Monday, September 3, 2012

Postcards of Pre-Independence Luanda

Escola Industrial, c.1960

Yesterday's descriptions of the remarkable infrastructure of mid-century Angola reminded me of my collection of vintage postcards of various African cities. The most-often repeated description of Luanda, other than being crowned the world's most expensive city in the 2011 Mercer survey, is that it now teems with 4 million people, being one of the most pronounced examples of a small colonial capital, built for a few hundred thousands, now crowded with more inhabitants than the entire country had at independence.

 Luanda, 1950


 Aerial views of Luanda, 1955-60

Porto Largo Diogo Cao

Luanda has been experiencing a construction boom as the oil bonanza has dominated the city, but it has long been regarded as one of southern Africa's most beautiful cities, with its waterfront corniche. These postcards, from the 1940s, when the city had about 60,000 inhabitants, til about 1970, when it had grown to about half a million, show a smart, modern city, with huge technical works for emptying out the interior, as seen in yesterday's post.
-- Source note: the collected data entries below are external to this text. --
PR #356, opened 2018-07-30
[feat] Interface for managing project activity

zooley:


core/components/com_projects/admin/views/activity/tmpl/edit.php
```diff
@@ -0,0 +1,150 @@
...
+{
+	Toolbar::apply();
+	Toolbar::save();
+	Toolbar::spacer();
+}
+Toolbar::cancel();
+Toolbar::spacer();
+Toolbar::help('comment');
+?>
+<script type="text/javascript">
```
anthonyfuentes: Is it worth it to remove this inline JS to prepare for accommodating a CSP?

zooley: I'm going to in a later, multi-component update.

PR #362, opened 2018-08-02
[fix] Ensure publications don't provide duplicate search results.

moligun:
I ensured publications and resources were properly being added
to solr without producing a duplicate.

I also ensured items added to the Blacklist would be ignored when updated,
or when the index is rebuilt.

### DIFF
--- a/core/components/com_publications/api/controllers/publicationsv1_1.php
+++ b/core/components/com_publications/api/controllers/publicationsv1_1.php
@@ -157,6 +157,7 @@ class Publicationsv1_1 extends ApiController
 		}
 		elseif (isset($searchable))
 		{
+			return false;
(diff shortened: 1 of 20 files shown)


core/components/com_publications/api/controllers/publicationsv1_1.php
```diff
@@ -157,6 +157,7 @@ public function listTask()
 		}
 		elseif (isset($searchable))
 		{
+			return false;
```
zooley: I see this in a number of places. Is this not being used anymore?

moligun:
For Solr it is no longer needed, and this part was specific enough (if
admin access and has explicitly set the searchable flag, then return
results in a format solr will recognize) that having it return here
wouldn't affect any other calls to this api.

PR #383, opened 2018-08-17
[fix] Moving text into language file

zooley:


anthonyfuentes:
I noticed some inline styling in `com_support/site/views/emails/tmpl/abuse_html.php`. Is our plan to remove all inline styling in one fell swoop when the CSP is enforced?

zooley:
Those views are only used in HTML emails and the inline styling is necessary for proper display across email applications. Use of inline styles here should have no affect on/relation to the CSP policy.

PR #384, opened 2018-08-20
[fix] Change publication ftp bundle symlink to reference relative paths.

moligun:
Absolute paths to the original publication file were not accessible via FTP.
I changed the symlinks to reference the relative path instead.

refs: https://purr.purdue.edu/support/ticket/1852

### DIFF
--- a/core/components/com_publications/migrations/Migration20180820101435ComPublications.php
+++ b/core/components/com_publications/migrations/Migration20180820101435ComPublications.php
@@ -1,0 +1,112 @@
+<?php
+
+use Hubzero\Content\Migration\Base;
+
+// No direct access
+defined('_HZEXEC_') or die();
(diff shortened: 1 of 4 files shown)


core/components/com_publications/migrations/Migration20180820101435ComPublications.php
```diff
@@ -0,0 +1,112 @@
...
+	 * @var  integer
+	 */
+	public $limit = 1000;
+
+	/**
+	 * Up
+	 **/
+	public function up()
+	{
+		$versionCount = Version::all()->whereEquals('state', 1)->total();
```
zweidner: I think we generally try to avoid using models in migrations because they're not guaranteed to run in lockstep with code updates.

PR #388, opened 2018-08-22
Fix resource video

mulligaj:


zweidner:
The edit page had a call to the method whose signature had changed

PR #399, opened 2018-08-30
[feature] add courses to be searchable by solr

mulligaj:


core/components/com_courses/admin/controllers/courses.php
```diff
@@ -205,6 +205,7 @@ public function saveTask()
 
 		$tags = Request::getString('tags', '', 'post');
 		$row->tag($tags, User::get('id'));
+		$row->store(false);
```
zooley: `store()` needs to happen before `tag()` otherwise the `tag()` method won't have a course ID to link the tags to.

PR #417, opened 2018-09-10
[fix] Reshaping path variable for Dropbox

zweidner:
Needed a urldecode() in there

Fixes: https://qubeshub.org/support/ticket/1267


zweidner:
merging with #416

PR #895, opened 2019-04-09
[fix][feat] Bootstrap classes, accessibility fixes

zooley:
Adding more Bootstrap class names to form elements and some
accessibility fixes while muckin' about.

### DIFF
--- a/core/components/com_wishlist/site/views/wishlists/tmpl/_comment.php
+++ b/core/components/com_wishlist/site/views/wishlists/tmpl/_comment.php
@@ -93,27 +93,39 @@ defined('_HZEXEC_') or die();
 
 						$link = $attachment->link('download');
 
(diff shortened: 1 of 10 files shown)


core/components/com_wishlist/site/views/wishlists/tmpl/_comment.php
```diff
@@ -93,27 +93,39 @@
 
 						$link = $attachment->link('download');
 
-						if ($attachment->isImage())
+						if ()
```
zweidner: if (!is_empty($link)) ?

zooley: Whoops. That was supposed to add a file exists check and the output a "file not found" block to be consistent with everywhere else (blogs, forum, etc).

PR #909, opened 2019-04-10
[maint] Moving common lang string to core file

zooley:
This moves a couple commonly repeated language strings to the main
language file to reduce duplication.


zweidner:
You'll have to rebase this one and force push it,  I don't want to flub up _comment.php

PR #935, opened 2019-04-16
Forum fix and feature

zweidner:


zweidner:
https://catalyzecare.org/support/ticket/673

PR #989, opened 2019-04-29
Hyperlink DOIs to preferred resolver

katrinleinweber:
Hello :-)

The DOI Foundation [started recommending a new resolver](https://www.doi.org/doi_handbook/3_Resolution.html#3.8). While their URL change may be a bit ironic, it's now [encrypted](https://www.ssllabs.com/ssltest/analyze.html?d=doi.org) and the old `dx` subdomain is being redirected. So, there is no urgency here.

However, for consistency, this PRs suggests to update the code that generates new DOI links.

I'm not entire sure whether search-and-replace is the correct approach for each occurrence here, though, sorry! Are any of them needed to match strings which could still contain the old version, `http://dx.doi.org`?


zweidner:
There shouldn't be any issues that I can see as far as string matching is concerned.  Thanks for the contribution :smiley:

katrinleinweber:
You're welcome, and thanks for merging :-)

PR #1006, opened 2019-05-02
[fix] Don't auto-create bundle

zooley:
Instead, display list of files for the publication.

Fixes: https://purr.purdue.edu/support/ticket/2027


core/components/com_publications/admin/views/items/tmpl/_selectcontent.php
```diff
@@ -28,6 +28,21 @@
 	// Get attachment type model
 	$attModel = new \Components\Publications\Models\Attachments($database);
 
+	foreach ($prime as $i => $elm)
```
anthonyfuentes: Since the elements' indices aren't unused, would it be better to change the loop bodies to `$elm->manifest...`?

PR #1041, opened 2019-05-08
PHP 7 compatibility fixes

ieyasu:
continue; -> continue 2; -- in PHP 7 switch is a looping structure so continue; works on the switch; the '2' goes out 2 levels to the foreach.  No idea if this still works in PHP 5.

The is_countable() prevents the error where a value that is not an array or implements Countable is passed to count().  There may be a better fix for these, but this was the most direct.

### DIFF
--- a/core/components/com_kb/site/views/articles/tmpl/article.php
+++ b/core/components/com_kb/site/views/articles/tmpl/article.php
@@ -105,7 +105,7 @@ Document::setTitle(Lang::txt('COM_KB') . ': ' . $this->category->get('title') . 
 							<a <?php if ($this->catid == $row->get('id')) { echo 'class="active" '; } ?> href="<?php echo Route::url($row->link()); ?>">
 								<?php echo $this->escape(stripslashes($row->get('title'))); ?> <span class="item-count"><?php echo $row->get('articles', 0); ?></span>
 							</a>
-							<?php if ($this->catid == $row->get('id') && count($row->children($filters)) > 0) { ?>
+							<?php if ($this->catid == $row->get('id') && is_countable($row->children($filters)) && count($row->children($filters)) > 0) { ?>
 								<ul class="categories">
 								<?php foreach ($row->children() as $cat) { ?>
 									<li>
--- a/core/modules/mod_mytickets/tmpl/default.php
+++ b/core/modules/mod_mytickets/tmpl/default.php
@@ -62,7 +62,7 @@ $this->css();
 	<h4>
 		<?php echo Lang::txt('MOD_MYTICKETS_CONTRIBUTIONS'); ?>
 	</h4>
-	<?php if (count($this->rows3) <= 0) { ?>
+	<?php if (!is_countable($this->rows3) || count($this->rows3) <= 0) { ?>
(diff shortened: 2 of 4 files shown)


core/components/com_kb/site/views/articles/tmpl/article.php
```diff
@@ -105,7 +105,7 @@
 							<a <?php if ($this->catid == $row->get('id')) { echo 'class="active" '; } ?> href="<?php echo Route::url($row->link()); ?>">
 								<?php echo $this->escape(stripslashes($row->get('title'))); ?> <span class="item-count"><?php echo $row->get('articles', 0); ?></span>
 							</a>
-							<?php if ($this->catid == $row->get('id') && count($row->children($filters)) > 0) { ?>
+							<?php if ($this->catid == $row->get('id') && is_countable($row->children($filters)) && count($row->children($filters)) > 0) { ?>
```
zooley: After taking a look at the existing code, I think a better fix might be to assign the list of children to a variable and then count and iterate over that. The underlying issue is that the `children()` method is returning a `Hubzero\Database\Relational` object. It can be iterated over (i.e., the `foreach ($row->children() ...` a couple lines down because Relational implements `IteratorAggregate`. That is, as soon as you attempt to iterator over it, PHP automatically calls its `getIterator()` method which, internally is returning a `Hubzero\Database\Rows` object.

The `count()` method doesn't work because, at that point, it's trying to count a Relational object. So, if we manually grab _that_ Rows object first, the `count` should work because `rows()` will always return a countable object (even if no records were found).

```
$children = $row->children($filters)->rows();
if ($this->catid == $row->get('id') && count($children) > 0) { ?>
	<ul class="categories">
		<?php foreach ($children as $cat) { ?>
```

core/modules/mod_mytickets/tmpl/default.php
```diff
@@ -62,7 +62,7 @@
 	<h4>
 		<?php echo Lang::txt('MOD_MYTICKETS_CONTRIBUTIONS'); ?>
 	</h4>
-	<?php if (count($this->rows3) <= 0) { ?>
+	<?php if (!is_countable($this->rows3) || count($this->rows3) <= 0) { ?>
```
zooley: I think this could be simplified to just: `<?php if (!empty($this->rows3)) { ?>` or, in the module's `helper.php`, change the two spots where it says `$this->rows3 = null;` to `$this->rows3 = array();`.

ieyasu: Yes.  That's if `<?php (empty($this->rows3)) { ?>` though (no `!`); the else is the case where there are rows of data.

core/components/com_kb/site/views/articles/tmpl/article.php
ieyasu: Aah, very good.  Calling `rows()` explicitly appears to have done the trick.

core/modules/mod_mytickets/tmpl/default.php
zooley: Ah, yes. Good catch.

zooley:
I applied the changes we talked about in a separate commit as I noticed some other minor items that needed to be adjusted at the time. I'm going to close this PR since it's out of date now but rest assured the items you pointed out have been addressed.

PR #1059, opened 2019-05-13
[fix] Can now select img for pub outside project

mdlama:
Might have been an incorrect action listed (submit)

Fixes: https://qubeshub.org/support/ticket/1420


mdlama:
I should add that I'm not entirely sure if this is the cleanest fix as I don't quite understand all of the surrounding code.  I compared the fields listed when publishing from within a project and outside a project and noticed the additional fields due to the "isProvisioned" if statement getting executed.

In any case, realized that the action listed (submit) might not be the correct one so I removed it.  It appears to work.

PR #1084, opened 2019-05-22
[fix] Fixes jquery .load() issues after update

mdlama:
Fixes: https://qubeshub.org/support/ticket/1424

### DIFF
--- a/core/components/com_groups/site/assets/js/groups.js
+++ b/core/components/com_groups/site/assets/js/groups.js
@@ -242,7 +242,7 @@ HUB.Groups = {
 
 			//load a refreshed version of the logo list
 			//reset option previously selected by user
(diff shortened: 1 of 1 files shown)


zooley:
See https://github.com/hubzero/hubzero-cms/commit/45574c39d58f99ad0aad3d2adc9e673fe49c236d

I had initially already made the changes in your commit and they ere reverted with he above commit. See the commit message for the reason. As such, I'm not sure how your change fixed things as it should have actually broken them (if I'm reading everything correctly). I just tested my dev machine with the `.load()` method and everything worked.

mdlama:
Huh, okay.  Well, as long as you already have a fix!  Thanks Shawn.  I'll close this down...

PR #1114, opened 2019-06-03
replace create_function() with new anonymous function syntax

ieyasu:
As of PHP 7.2, [create_function() is deprecated](https://www.php.net/manual/en/function.create-function.php).  I've replaced all instances I could find and test with anonymous functions.  This should be compatible with >= 5.3.0 (see link).  I didn't see any guidance on formatting anonymous functions so I went with the style I've seen in Javascript.

I noticed that geshi also has an instance of create_function().  There is a newer version out, 1.0.9.0, but it hasn't gotten rid of create_function().  So you know.  It's an external dependency so I figured I shouldn't touch it.

### DIFF
--- a/core/components/com_search/models/basic/terms.php
+++ b/core/components/com_search/models/basic/terms.php
@@ -326,7 +326,10 @@ class Terms extends Obj
 		usort($chunks, function($a, $b) {
 			$al = strlen($a);
 			$bl = strlen($b);
-			if ($al == $bl) return 0;
+			if ($al == $bl)
+			{
+				return 0;
+			}
 			return $al > $bl ? -1 : 1;
 		});
 		return '(' . join('|', array_map('preg_quote', $chunks)) . '[[:alpha:]]*)';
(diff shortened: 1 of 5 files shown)


core/components/com_search/models/basic/terms.php
```diff
@@ -323,7 +323,12 @@ private function add_chunk(&$partial, &$sign = '', $quoted = false)
 	public function get_word_regex()
 	{
 		$chunks = $this->get_stemmed_chunks();
-		usort($chunks, create_function('$a, $b', '$al = strlen($a); $bl = strlen($b); if ($al == $bl) return 0; return $al > $bl ? -1 : 1;'));
+		usort($chunks, function($a, $b) {
+			$al = strlen($a);
+			$bl = strlen($b);
+			if ($al == $bl) return 0;
```
zooley: Style linter is complaining about this. Inline control structures aren't allowed. It needs to be:

```
if ($al == $bl)
{
    return 0;
}
```

zooley:
Aside from the one line being flagged by the style linter, it looks good. To be honest, I wasn't even aware `create_function()` was being used anywhere.

As for Geshi, it's definitely an older library. There may be better options out there. I'll have to do some research.

core/components/com_search/models/basic/terms.php
ieyasu: Okay.  I finally got phpcs up and running so I should be able to do these checks in the future.

PR #1115, opened 2019-06-03
PHP 7 compatibility

ieyasu:
This is another 

> count(): Parameter must be an array or an object that implements Countable'

 error fix.  There's probably a cleaner way to write it, but this is the safest thing that worked for me.

### DIFF
--- a/core/plugins/search/members/members.php
+++ b/core/plugins/search/members/members.php
@@ -229,7 +229,7 @@ class plgSearchMembers extends \Hubzero\Plugin\Plugin
 				u.access IN (" . implode(',', User::getAuthorisedViewLevels()) . ") AND " . join(' AND ', $addtl_where)
 		);
 		$assoc = $sql->to_associative();
-		if (!count($assoc))
+		if (!is_array($assoc) || !count($assoc))
 		{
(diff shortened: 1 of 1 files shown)


zooley:
It seems to be that `Components\Search\Models\Basic\Result\Sql()` class, line 56, is returning a `Components\Search\Models\Basic\Result\Blank` object instead of `Components\Search\Models\Basic\Result\AssocList` (which implements `Iterator`). It think the proper fix might be to change line 56 of `Components\Search\Models\Basic\Result\Sql()` to `$rows = array();`. This will then fall through to line 58, which returns the proper `AssocList` object. I'll have to test some.

ieyasu:
Using `$rows = array();` in Components\Search\Models\Basic\Result\Sql() line 56  wasn't enough.  It still complained about $assoc not being Countable.   If I implement Countable on AssocList with the count() function

    public function count()
    {
        return count($this->rows);
    }

it does work.  It's all about that Countable interface.  I can issue a second pull request if that would help.

zooley:
Good catch. I didn't look close enough at the `AssocList` model.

While this tidy, mannered capital was then considered an integral part of the Portuguese state, and was divided unevenly between a tiny white elite and a native population, its a shame that so little of this place remains. This originally city, like so many 20th century plans of Africa's capitals, is being made over into an imitation Dubai, in Luanda's case, explicitly so. Perhaps that Gulf emirates are not the models to solve urban Africa's problems, and perhaps its useful to remember that these places are not starting out as clean slates.